Within one year, will there be an AI that can solve any math problem I can (_including_ research math problems) for less money than it would cost to hire me or someone with a similar background as a consultant on the problem (let's say $250/hour).
In theory I should test this by handing it my grad school work and seeing how it does but that may be prohibitively expensive, so instead resolution will be based on my inscrutable whims / general vibes, so consider yourselves warned.
(For my level of math: this is my real name and you can look up my resume, but tl;dr I dropped out of a PhD in ML where about half of my time was spent on PAC learning bounds for causal discovery algorithms. I made it semi-far into the proofs but didn't publish, which is part of why the comparison will be vibes based. I also did okay on the Putnam but it's pretty likely that AI is already better than me at competition math so I don't think that's very relevant.)

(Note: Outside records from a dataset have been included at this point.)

PR #203, opened 2019-06-08
Improve import/export function support

awortman-fastly:
Split from #196 into changes I'd be comfortable squashing together:

This is a pair of changes (and some tests around what they change) that get us closer to spec compliance and plug a surprising failure mode:
* Exported imports do not get declared as an export function in the produced artifact
* Imported function addresses in a module's function manifest are fixed at load-time to the appropriate function pointers from the host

Update 2024-21-12 (PST): The market will be resolved based on my assessment at market close time (one year from market creation). I will resolve Yes if I think AI is better than me at that time, and No otherwise. (AI summary of creator comment)
will there be an AI that can solve any math problem I can
I'm assuming "any" here means "all" rather than "at least one", otherwise a pocket calculator wins lol
If so, this may be near impossible with machine learning, because it can only learn to do stuff based on there being a bunch of it in its training data right, which may be impossible unless your level of research math becomes a common publicly posted passtime
@TheAllMemeingEye It only needs to understand the concept, and it can reason through the problem after that.
There are a lot of things not in specific AI models' training data that they can still figure out with some effort.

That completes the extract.